What to work on – Copy out the lines of the records below, and only those lines, from the one with "Follow-up: the blocking" through the one with "- #3 safe-hub", exactly as they appear.

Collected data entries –
Issue #10, opened 2026-06-12
Missing features


STAlfsen:
The idea of a collaborative open source MMO created by the players is kinda cool, but I can't spend my precious Fable tokens on it right now. In any case, from testing the version hosted on https://worldofclaudecraft.com/ for 5 minutes on a laptop, there are a few glaring things that are missing, and I thought I'd just start a TODO list for tracking purposes:

More detailed chat features:
- Separation of chats into /say, /yell, /whisper /general  
- Hovering chat bubbles above the heads of players when using /say or /yell 
- /say having a range of a few meters, /yell with larger range
- Personal chat messages and combat logs instead of global broadcasts for everything

Sound effects:
- Duel sound effect
- Bag open close sounds effects
- All kinds of sound effects

Other:
- Bag contents being updated the moment a trade is finished (currently you have to close and open it before traded items become visible)

Bugs:
- My character glitches a bit back and forth when running forwards / jumping forwards

That's all I can be bothered to think of for now.

It would be absolutely hilarious to have a Fable bot that tracks issues on the Github, creates pull requests, and then have an in-game system (claude-themed deity npc?) where there is some kind of a timed vote on whether it should be merged. It would be absolute chaos and the token bill would be eye watering for someone, but it genuinely is kind of a novel gaming concept. The self-building MMO. An actual "living world", where you try to get your buds together on a tuesday night to vote for a pull request that nerfs rogues.

slonce70:
Took a pass at most of this list — opened #11.

**Chat**
- Split into `/say` (short range), `/yell` (longer range), `/w <name>` whisper, `/g` general, and the existing `/p` party. say/yell only reach players in range; whisper is private with a sender echo; general is world-wide. Added a per-player rate limit so the global/whisper channels can't be spammed.
- Hovering chat bubbles over heads for `/say` and `/yell` (yell is styled differently).

**Sounds**
- Duel now has audio (challenge horn, countdown ticks, start gong, end), plus bag open/close and a whisper chime.

**Other**
- The "traded items only show up after reopening the bag" bug is fixed — an open bag window now refreshes the moment a trade completes.

**Bug**
- The forward-running/jumping jitter was the client restarting snapshot interpolation from the stale server pose every update; it now re-anchors at the pose actually on screen, which removes the rubber-banding.

Everything's unit-tested + checked against a live server, and a review pass flagged a few issues in my first cut (including a WS hardening one) that are fixed in the PR.

[...]

PR #1924, opened 2026-07-14
feat(pvp): Frostreach Frontier Season 1 (WIP draft)

ryan-foo:
# Frostreach Frontier: Season 1 (WIP draft)

An always-on, factionless frost PvP zone far east of the world (x >= 14000), with a public spawn event, a hero-points economy, open PvP, and a hub vendor. Full spec: the Frontier Phase 2 document in #1759 (`docs/prd/frontier-pvp.md` after that PR's rename; `docs/prd/frontier-pvp-honor.md` on the current base). Implements the plan in #1759 on top of the #1817 honor foundation.

## Scope in this PR
- **Zone + open PvP.** The band geometry (single source, `src/sim/pvp/frontier.ts`), the `isHostileTo` open-PvP clause (all-enemies outside the safe hub), and the hero-points currency (soulbound, persisted).
- **Enter from the PvP window**, like Fiesta/Arena: a Travel-to / Return-from-the-Frontier control (`frontierEnter`/`frontierLeave`), teleport to the safe hub with a remembered return spot.
- **The Frontier Incursion.** A shared, Greater-Rift-style meter that fills from trash kills, PvP kills, healing, and a passive public timer; at 100% a hard, unkitable rare spawns and the zone converges. A top-screen incursion bar shows the meter, then flips to the rare's name and HP.
- **The rares** (Rimefang Stalker, Frostbound Revenant): unkitable group content (2.2x move, ccImmune, slowImmune) tuned for 2 to 3 players plus a healer. Killing one pays honor + hero points to every contributor, healers included.
- **Hero-points vendor + the item-level 31 Frostrend set**, and a Frontier Marshal honor daily (100 honor).

## Determinism
The whole incursion is player-gated and draws zero rng, so the parity goldens are untouched; new NPCs spawn at reserved ids after the world roster; everything is soulbound.

## Status: draft, changes requested
Status after @EnriqueGF's review: every blocking item is now implemented on this branch. The band is enterable from the PvP window (frontierEnter/frontierLeave on the IWorldDuelArena facet, both worlds, level-gated), the incursion spawner makes the rares and hero points earnable, priceHero reaches the vendor UI (VendorPrice, affordability, the hero-balance line, with a vendor_view pin), the hero-points wallet has its full client read path (IWorld member, both worlds, hero/lhero snapshot fields, HUD event), the safe hub floors player-vs-player damage to zero including DoT ticks and in-flight projectiles (apply-outside/walk-in/tick test), and the two pvp_frostreach deeds are authored. Of the should-fix list: the party exemption in the band, the wired player-kill honor, the spendHeroPoints purchase routing, the pet-return hook ordering, the progression pin, and the entry level gate are all in. Deferred to a follow-up, deliberately: a formal per-day DR on rare, player-kill, AND wisp rewards (the Rimebound Wisp honor trickle, FRONTIER_TRASH_HONOR at one respawn per 6s, is the same uncapped economy, so it joins that follow-up rather than getting bespoke throttling here; the incursion spawn cadence is the current throttle) and the cosmetic honorMod barrel-alias rename. Before/after screenshots land with the next visual pass. The branch is merged onto release/v0.27.0.

Parity note: five parity goldens were regenerated deliberately in an earlier commit, markArenaEntered serializes arenaDaily into the state hash so the hashes moved while the rng draw counts stayed byte-identical; the latest review-fix commits moved no goldens.


EnriqueGF:
Thanks for taking on the Frontier :) The geometry and currency modules are clean, well commented, genuinely module-first, and the determinism story is airtight, so this is a good foundation to build on.

**Verdict: changes requested.** Not production-ready yet.

Base-branch gate: PASS, this PR targets `release/v0.26.0`, which is correct.

What I ran locally rather than trusting the description: `npx tsc --noEmit` (clean), `tests/architecture.test.ts`, `tests/localization_fixes.test.ts` (after `npm run i18n:gen`), `tests/parity` (green with unmodified goldens, so the reserved-id vendor spawn and the new `MOBS`/`ITEMS` rows really do not perturb the rng stream), `tests/world_api_parity.test.ts`, `tests/guide.test.ts`, plus `frontier_pvp`, `progression`, `sim`, `honor`, `duel`, `items`, `item_level`, `pvp_safety`, `pvp_honor_gear`, `vendor_view`. All green, and the committed i18n generated bundles are fresh. The problem is not what the tests cover, it is that every test reaches the sim directly and so none of them touch the surfaces the feature is missing.

## Blocking

1. **The Season 1 set can never appear in any vendor window.** `src/ui/vendor_view.ts:71-76` builds each price from `buyValue` and `priceHonor` only, then drops any row where `price.copper <= 0 && price.honor <= 0`. Every Frostrend piece is priced with `priceHero` alone (`src/sim/content/frontier_vendor.ts:35-168`), so all nine are filtered out and the Frostreach Quartermaster opens an empty list, offline and online. `grep -rn priceHero src/ui src/net server` returns nothing. `tests/frontier_pvp.test.ts:177` calls `sim.buyItem()` directly, which is exactly why the suite is green while the feature is unreachable. `priceHero` needs to reach `VendorPrice`, the `affordable` check, the hero-balance line in `src/ui/vendor_window.ts`, and a `vendor_view` test that pins a hero-priced row as listed and its affordability against a hero balance.

2. **Hero points never reach the online client.** `heroPoints` appears nowhere in `server/` or `src/net/`. The self snapshot ships `maybe('honor', ...)` / `maybe('lhonor', ...)` (`server/game.ts:4806-4807`) with no hero counterpart, `src/net/online.ts:2120-2121` decodes only the honor pair, no `IWorld` facet member was added (`src/world_api/duel_arena.ts:148-150` carries `honor`/`lifetimeHonor`), and the HUD has no handler for the new `heroPoints` `SimEvent` (`src/ui/hud.ts:9140` has `case 'honor'` and nothing for hero points, so a grant is silent: no float, no combat-log line). Persistence itself is fine, since the server saves the whole `serializeCharacter` blob (`server/game.ts:2792`, `3269`), so this is purely a read path gap. Either land the facet plus both world implementations plus the `IWORLD_MEMBERS` pin in this PR, or hold the vendor and set commits back until the wallet lands.

3. **A DoT still kills you inside the "safe" hub.** `src/sim/pvp/frontier.ts:20` promises "PvP damage never lands inside `FRONTIER_HUB_RADIUS`", but the hub is enforced only in `isHostileTo`. `src/sim/combat/auras.ts` contains no hostility check at all and its periodic tick calls `ctx.dealDamage` unconditionally (`auras.ts:171`), so a bleed or DoT applied out in the band keeps ticking after the victim reaches the hub and can finish them off at the vendor. In-flight projectiles (`src/sim/projectile_travel.ts`) have the same gap. The repo already has the fix pattern (Vale Cup floors player-vs-player damage to 0 in `combat/damage.ts`); do the same on `inFrontierHub(target.pos)` and pin it with a test that applies a DoT outside the hub, walks in, ticks, and asserts HP unchanged.

4. **Nothing in this PR is reachable in a real world.** No camp spawns the two frost rares (`grep -rn rimefang_stalker src/sim` hits only the definition), so `awardFrontierRareKill` can never fire and hero points cannot be earned. There is also no entry path into the band: `FRONTIER_ENTRY` has zero consumers and no teleport, portal, or command puts a player past x=14000. So the Quartermaster stands alone at x=14040, selling items the UI would not list, for a currency the world cannot grant. Taken with items 1 and 2, the vendor and set commits are shipping ahead of the surfaces they depend on.

5. **Missing Book of Deeds records.** CLAUDE.md requires every new piece of conquerable content, rares included, to author its deeds records in `src/sim/content/deeds.ts` in the same change (`docs/design/deeds.md`). This PR adds two rares and no deeds. `tests/deeds_content.test.ts` passes only because it pins the existing catalog, so the gap is silent.

## Should fix before merge

6. **Your own AoE hits your party inside the band, and your healer cannot heal you.** `isFriendlyTo` is defined as `!isHostileTo` for players (`src/sim/sim.ts:6515`) and `hostilesInRadius` collects any non-dead entity where `isHostileTo` holds (`src/sim/sim.ts:4594-4600`), so with no party clause in the Frontier arm (`sim.ts:6476-6486`) party members inside the band are mutually hostile: heals, shields, and resurrects are rejected, and every AoE is friendly fire. That directly contradicts `src/sim/pvp/frontier_rewards.ts:3`, whose whole premise is "a tapping party is all rewarded". Whichever way you decide (full FFA or a party exemption), it needs to be a deliberate, tested decision, because it silently changes how every healer spec plays in the zone.

7. **Dead scaffolding shipped as live surface.** `FRONTIER_KILL_HONOR_MULT`, `FRONTIER_DAILY_HONOR`, `FRONTIER_ENTRY`, `frontierDepth` and `spendHeroPoints` have zero consumers, and the `frontier_kill` / `frontier_daily` `HonorReason` arms are declared (`src/sim/types.ts:55-57`) and mapped to HUD labels (`src/ui/hud.ts:730,732`) but never emitted. The visible consequence: a Frontier player kill currently awards no honor at all, so the headline mechanic of the zone pays nothing. Either wire these up here or leave them out of the type union until the slice that emits them. `src/sim/CLAUDE.md` is explicit that a member with zero consumers is dead scaffolding.

8. **`buyItem` bypasses its own spender.** `src/sim/items.ts:369` hand-rolls `meta.heroPoints -= heroCost` after an inline balance check instead of calling `spendHeroPoints`, which is the one function that owns the "does the wallet cover it, mutate only if so" rule. The tested spender is not the live one; route the purchase through it.

9. **The rare payout has no diminishing returns.** `awardFrontierRareKill` grants flat honor plus hero points to every contributor on every rare kill in the band, outside the honor DR the #1817 foundation established, and a contributor is paid even if they tagged once and left, or are dead. Rares respawn. Once camps land this is an uncapped farm; worth a cap or DR (and a test) before the spawn slice ships.

10. **Fragile hook ordering.** `awardFrontierRareKill` is called at `src/sim/combat/damage.ts:778`, above the owned-pet early return at 788, and gates purely on position (`isFrontierPos(mob.pos.x)`), not on "is a Frostreach frost rare". Not exploitable today (taming rejects rare/elite), but any owned or future rare in the band would pay out. Move the call below the pet return, or add an `ownerId !== null` guard.

## Smaller notes

11. `tests/progression.test.ts:139` weakens the "NPC inside world bounds" pin by skipping any NPC in the band. Reasonable, but it leaves the Quartermaster's placement pinned by nothing. Asserting `inFrontierHub(npc.pos.x, npc.pos.z)` instead would restore the coverage and catch the case where `findSafePos` (rng-free, so determinism is intact, confirmed) pushes the vendor out of the safe zone onto PvP-enabled ground.

12. No level gate on band hostility: any player at any level at x >= 14000 is flagged, though the content and the set are level-20 cap content. If a gate is intended it belongs in the hostility clause or the entry teleport.

13. In `sim.ts` the band predicates are reached as `honorMod.isFrontierPos` / `honorMod.inFrontierHub`, which reads as if band geometry lived in the honor module. Worth renaming the barrel alias in a follow-up.

14. The PR description is stale: it lists the frost rare templates, the Quartermaster, the ilvl-31 set, and the item-level registration as deferred, but all of them are in these three commits. Please resync it so the scope statement can be trusted.

15. This adds a new NPC and two new mob models, so the screenshot requirement applies: before/after captures (desktop and mobile) under `docs/screenshots`, referenced from the PR body. Also a style nit, the PR body carries an emoji, which the contribution rules exclude from PR text.

Happy to re-review as soon as the vendor and wallet path is closed, or the vendor and set commits are split out from the foundation. The core is in good shape; almost everything left is at the seams.

ryan-foo:
Thanks for the thorough review, this is exactly the seam-level scrutiny the feature needed and the critique is fair. Two commits that close the biggest gap landed after your pass, so let me start there and then walk the rest of the list honestly.

**On #4 (nothing is reachable), resolved since your review.** Two follow-up commits landed:
- **Entry surface.** You now enter the band from the PvP window itself, the same way you queue Fiesta or the Arena, via `frontierEnter`/`frontierLeave` (the `IWorldDuelArena` facet, both worlds, the `frontier_enter`/`frontier_leave` commands, jail-blocked, with a persisted return spot). So there is a real teleport past x=14000.
- **The Incursion spawner.** The rares are no longer parked in the world; they spawn from a public, player-gated, Greater-Rift-style meter (`src/sim/pvp/frontier_incursion.ts`) that fills from trash kills, PvP kills, healing, and a passive timer. So `awardFrontierRareKill` now fires in a real world and hero points can be earned. Still zero-rng and parity-clean (the phase no-ops with an empty band).

That makes the vendor and set reachable in principle, but #1 and #2 are still the gate on them being usable, and you are right on all of these. The plan:

**Blocking, still open:**
1. **`priceHero` in the vendor UI.** Correct, `vendor_view` drops hero-only rows. I will thread `priceHero` through `VendorPrice`, the affordability check, and the hero-balance line in `vendor_window`, with a `vendor_view` test pinning a hero-priced row as listed and its affordability against a hero balance.
2. **Hero-points read path.** I will land the `IWorld` currency member + both world implementations + the snapshot self-field + the HUD `heroPoints` event handler + the `IWORLD_MEMBERS` pin. The incursion commit already added exactly this shape for `frontierIncursion` (`maybe('fincur', ...)` to `applySnapshot` to a facet read), so the wallet follows the same recipe.
3. **Safe-hub DoT/projectile.** Right, the hub is only enforced in `isHostileTo`. I will floor player-vs-player damage to 0 on `inFrontierHub(target.pos)` (the Vale Cup pattern), covering periodic auras and in-flight projectiles, with the apply-outside/walk-in/tick test you described.
5. **Deeds.** I will author the rares' records in `deeds.ts`.

**Should-fix:**
6. **Party friendly-fire in the band.** Good catch that `!isHostileTo` makes party members mutually hostile, which contradicts the "a tapping party is all rewarded" premise in `frontier_rewards.ts`. I will make it a deliberate, tested decision (a party exemption for heals/shields/AoE, FFA otherwise).
7. **Player-kill honor + dead scaffolding.** Correct that a Frontier player kill currently pays no honor: the incursion meter progresses on a kill, but `FRONTIER_KILL_HONOR_MULT` is still unwired. I will wire the player-kill honor grant and either consume or drop the remaining unused symbols.
8. **`buyItem` spender.** Will route the purchase through `spendHeroPoints` instead of the inline `meta.heroPoints -= cost`, so the tested spender is the live one.
9. **Rare-payout DR.** Agreed, before the farm exists. I will add a cap/DR and a test.
10. **Hook ordering.** I will move the `awardFrontierRareKill` call below the owned-pet early return and gate on "is a Frostreach frost rare", not just position.

**Smaller:** restore the `inFrontierHub` assertion in the progression pin (11), decide the level gate (12), rename the `honorMod` band alias (13), resync the description (14, done), and drop the emoji + add before/after screenshots (15, emoji removed).

I will push these as follow-up commits and re-request review. Thanks again, the "every test reaches the sim directly so none touch the missing surfaces" point is the right diagnosis.

ryan-foo:
Follow-up: the blocking items and most of the should-fix list are now pushed to this branch (rebased onto a fresh `release/v0.26.0` merge, so the conflicts are cleared too).

- #1 `priceHero` reaches the vendor UI (threaded through `VendorPrice`/affordability/`vendor_window`, with a `vendor_view` test pinning a hero-only row listed + affordable).
- #2 hero-points read path: `IWorld` `heroPoints`/`lifetimeHeroPoints`, both worlds, the `hero`/`lhero` snapshot self-fields, and a HUD `heroPoints` event (float + combat-log).
- #3 safe-hub DoT/projectile floor: `dealDamage` floors player-vs-player damage to 0 in `inFrontierHub`, with the apply-outside/walk-in/tick test.
- #5 deeds: two `pvp_frostreach_*` deeds on a new `frontierRareKills` stat.
- #6 party exemption in the band; #7 player-kill honor now paid (`FRONTIER_KILL_HONOR_MULT` wired); #8 `buyItem` routes through `spendHeroPoints`; #10 `awardFrontierRareKill` moved below the pet return and gated on the frost-rare id; #11 the progression pin now asserts `inFrontierHub` for the Frontier NPCs; #12 a level gate on entry.

Deferred with a note in the commit: #9 (a formal per-day DR on rare rewards; the incursion spawn cadence is the current throttle) and #13 (renaming the `honorMod` barrel alias, cosmetic). Happy to fold those in if you'd like them in this PR rather than a follow-up. Re-requesting review when you have a moment.

jgyy (commented):
Reviewing this as the WIP draft it's labeled: the merge-conflict scope is actually small (the real conflict is just the generated i18n pending slice, a rebuild-and-regen fix, not a logic conflict), and the parts I could spot-check are careful: the new sim files (frontier.ts, frontier_entry.ts, frontier_incursion.ts) all derive their positions deterministically (pid-based, no rng/wall-clock), and the two new Book of Deeds records for the zone's kill/complete milestones are present and cosmetic-only, as required.

The PR description looks stale relative to the actual diff, though: the "remaining blocking items" section lists things (priceHero vendor UI, hero-points client read path, safe-hub damage guard, deeds records) that all appear to already be implemented in the current diff. Worth refreshing the description so reviewers aren't chasing already-closed gaps.

should-fix: at 92 files / ~5825 additions, this is far beyond what can be reviewed line by line in one pass, even though the feature itself (one zone, one reward loop) is architecturally coherent. Splitting into a few smaller PRs (zone geometry/entry, incursion/rares, hero-points economy + vendor UI, and the i18n regen noise separately) would make this reviewable in the normal sense, and would also isolate the mechanical i18n churn from the actual logic.

nit: `inFrontierHub` is checked at three separate call sites (direct-damage floor, an honor-calc guard, and the incursion/rare-kill path) rather than centralized once at the damage-eligibility layer; low risk since each is a defensive floor, but worth consolidating if a fourth site appears.

Given the draft status, I'd hold off on a deeper line-level pass until it's split and out of draft; the direction and the determinism/deeds work look solid so far.

ryan-foo:
Description resynced (the remaining-blocking-items paragraph was stale; everything in it had landed) and the branch is now merged onto release/v0.27.0 and retargeted, all suites green on the merged head. On splitting: keeping it one PR deliberately, since the seams have already been through one full review cycle here (EnriqueGF's list) and the i18n churn is isolated in its own commits; if a follow-up slice grows past this, it will land as separate PRs. The inFrontierHub consolidation nit is noted, and the third call site gets centralized the moment a fourth appears. The stale doc path in the body is also fixed (it now points at the #1759 Phase 2 spec by its real name).

EnriqueGF (changes requested):
Reviewed the full diff at db350e1c7 against release/v0.27.0. The structure is right where it matters: the band geometry has one source, the incursion runs as a zero-rng player-gated phase behind the SimContext seam, the IWorld additions land on the duel_arena facet with both-world implementations and updated pins, hero points persist with normalize-on-load, and the new sim behavior is well tested. What I ran locally: `npx tsc --noEmit` (clean), `tests/architecture.test.ts`, `tests/localization_fixes.test.ts`, the full `tests/parity` golden suite, `world_api_parity`, `command_schema`, `snapshots`, `deeds_content`, `progression`, `vendor_view`, `arena_window`, `entity_roster`, `sim_context`, `hud_perf_budget`, `localization_coverage`, `arena`, `honor`, and all four new frontier/arena-daily suites. All green except one `snapshots.test.ts` case ("key lockstep") that fails on Node 20 because `WebSocket` is not a global there; I reproduced the identical failure on the base branch, so it is environmental, not yours.

Findings, verified against the code (not the description):

**Blocking**

1. `src/sim/pvp/frontier_entry.ts:28` (frontierEnter): no live-match or instance guard. A player seated in a live arena/fiesta match can send `frontier_enter` during the countdown or any out-of-combat lull (the only gates are dead / already-inside / level / inCombat, and countdown players are not in combat). I reproduced it with a test: queue two players, one tick to seat them, `frontierEnter(a)` succeeds, the player escapes the ranked match, and `meta.frontierReturn` records the arena-slot coordinates, so a later `frontier_leave` teleports them back into the arena band, potentially into another live match's slot, and the record persists across relogs. Every queue command guards `ctx.arenaMatches.has(pid)` (arena.ts:115, vale_cup.ts:424); frontierEnter needs the same, plus a dungeon/delve-instance position check, and frontierLeave should validate the return spot before using it.

2. Biome `ci:changed` fails on this branch: unsorted imports in `tests/entity_roster.test.ts:6` and `tests/sim_context.test.ts:9` (the new `createFrontierIncursionState` import landed above `scan_counters`). CI gates changed files on errors, so this is red as-is. `npx @biomejs/biome check --write` on those two files fixes it.

**Should-fix**

3. `src/sim/pvp/frontier_incursion.ts` (trashSpawnPoint): a trash spawn can land inside the safe hub, contradicting the function's own "clear of the safe hub" comment. For spawn counter n with n % 12 == 6 and n % 5 == 4 (n = 54, 114, ...), the point is (FRONTIER_MUSTER.x - 108, 0) = (hub.x + 32, 0), inside FRONTIER_HUB_RADIUS 34. I verified the arithmetic numerically. A Rimebound Wisp (aggroRadius 14) then spawns in the hub and attacks shoppers; the hub damage floor in damage.ts only covers player-vs-player, not mobs. Cheapest fix: reject/adjust candidate points with `inFrontierHub`.

4. `src/sim/pvp/frontier_incursion.ts` (frontierIncursionOnHeal): the reward-roster hook credits the healer for healing ANY player anywhere in the band while a rare is up, including self-heals and heals at the safe hub; there is no check that the target is fighting the rare (the PRD says "healing anyone who is fighting the rare"). Stand at the hub, take a scratch, self-heal once during a rare, and you collect the full 15 honor + 3 hero points. The existing test even exercises this shape (the healed "Tank" is not on the rare). It needs a target-on-the-rare's-threat/roster gate, and probably a source !== target exclusion for the roster credit.

5. Online daily-quest state drift: a daily never enters `questsDone` and `PlayerMeta.dailyQuests` never crosses the wire (grep: no `dailyQuests` in server/ or src/net/), and `ClientWorld.questState` (src/net/online.ts:2291 via optimisticQuestState) has no daily/utcDay awareness. So after an online turn-in, once the snapshot clears the pending-command optimism, the client shows the Marshal's daily as available again for the rest of the day while the server's questState says done and accept is refused. The two IWorld implementations disagree, which is exactly the tri-host parity rule. The done-today bit (or the dailyQuests record) needs to reach the client.

**Notes**

- The PR body says "the parity goldens are untouched", but five goldens were regenerated. The regen is legitimate (markArenaEntered now serializes `arenaDaily` into the state hash; I checked the rng draw counts are byte-identical), but the body should say that instead.
- `serializeCharacter` now emits `arenaDaily: {enteredDay:'', claimedDay:''}` for any offline character who ever entered a bout; normalizeArenaDaily coerces it back to undefined on load, so save/load/save is not byte-stable. Harmless, slightly unclean.
- The wisp honor trickle (FRONTIER_TRASH_HONOR 2, one respawn per 6s) is an uncapped ~20 honor/min faucet; the deferred per-day DR note in the PR body covers rares and player kills, but the trash trickle is the same economy and worth folding into that follow-up.
- `hudChrome.warfare.heroGain` says "hero points" lowercase where heroFloat/heroBalance say "Hero Points". Nit.

Once 1 and 2 are in (3 to 5 could ride this PR or an immediate follow-up given it is a draft), this looks close.

ryan-foo:
Both blockers and all three should-fixes are in, through 3663c1326. frontierEnter now carries the arenaMatches guard every queue command uses plus the DUNGEON_X_THRESHOLD instance gate, and frontierLeave validates the persisted return spot before using it (finite, overworld-side) with a fallback to origin; tests reproduce your exact seated-match escape and the poisoned-return teleport. The biome import order in the two test suites is fixed and ci:changed exits 0. Trash spawns now deterministically step clear of the hub (pure function of the counter, no rng; pinned by a 0..600 sweep incl. the n=54 case you computed), heal roster credit requires the healed target on the rare's threat table and excludes self-heals (the off-rare Tank case now asserts no credit), and the daily done-today bit crosses the wire via a dailyq snapshot self-field following the same recipe as fincur/hero, so both IWorld questState paths agree online (snapshot pins updated). The notes are done too: serializeCharacter omits the all-empty arenaDaily record (byte-stable save/load/save, normalize-on-load kept) and heroGain says Hero Points. Parity goldens did not move this round; tsc, the snapshot pins, and the i18n gates are green. The PR body is updated with the corrected goldens statement and the wisp-trickle DR follow-up note.

ryan-foo:
Re-merged onto release/v0.30.0 (939 commits absorbed) and retargeted; full local gate green (all 11 steps, 1601 test files, typecheck, all builds). Notes for reviewers:

- Parity goldens: exactly the 5 drifted files (arena_1v1, arena_2v2_wipe, fiesta x3) were re-minted; all others byte-identical.
- v0.30's committed-item-art rule postdates this branch, so the 9 Frostrend item icons are provisional frost-tinted recolors of same-slot catalog art (provenance under sourcePack woc_frost_recolor in public/ui/items/mapping.json). Happy to swap in real art before merge if preferred.
- The 3 frontier mob portraits were rendered through the standard portrait pipeline, not placeholders.
- Behavior calls kept from each side: daily quests count every completion toward questsCompleted (frontier), non-daily repeatables count first completion only (release); hub PvP damage floor applies before defensive-stance reduction and Ignite (release).

ryan-foo:
The provisional recolor icons are replaced with purpose-generated painted art (f859117af): gpt-image batch, one consistent frosted-steel treatment, converted through assets:items, provenance updated to sourcePack woc_generated plus a CREDITS row.

| helm | spaulders | hauberk | girdle | legs |
|---|---|---|---|---|
| helm | spaulders | hauberk | girdle | legs |

| gauntlets | sabatons | choker | band |
|---|---|---|---|
| gauntlets | sabatons | choker | band |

Written solution –
Follow-up: the blocking items and most of the should-fix list are now pushed to this branch (rebased onto a fresh `release/v0.26.0` merge, so the conflicts are cleared too).

- #1 `priceHero` reaches the vendor UI (threaded through `VendorPrice`/affordability/`vendor_window`, with a `vendor_view` test pinning a hero-only row listed + affordable).
- #2 hero-points read path: `IWorld` `heroPoints`/`lifetimeHeroPoints`, both worlds, the `hero`/`lhero` snapshot self-fields, and a HUD `heroPoints` event (float + combat-log).
- #3 safe-hub DoT/projectile floor: `dealDamage` floors player-vs-player damage to 0 in `inFrontierHub`, with the apply-outside/walk-in/tick test.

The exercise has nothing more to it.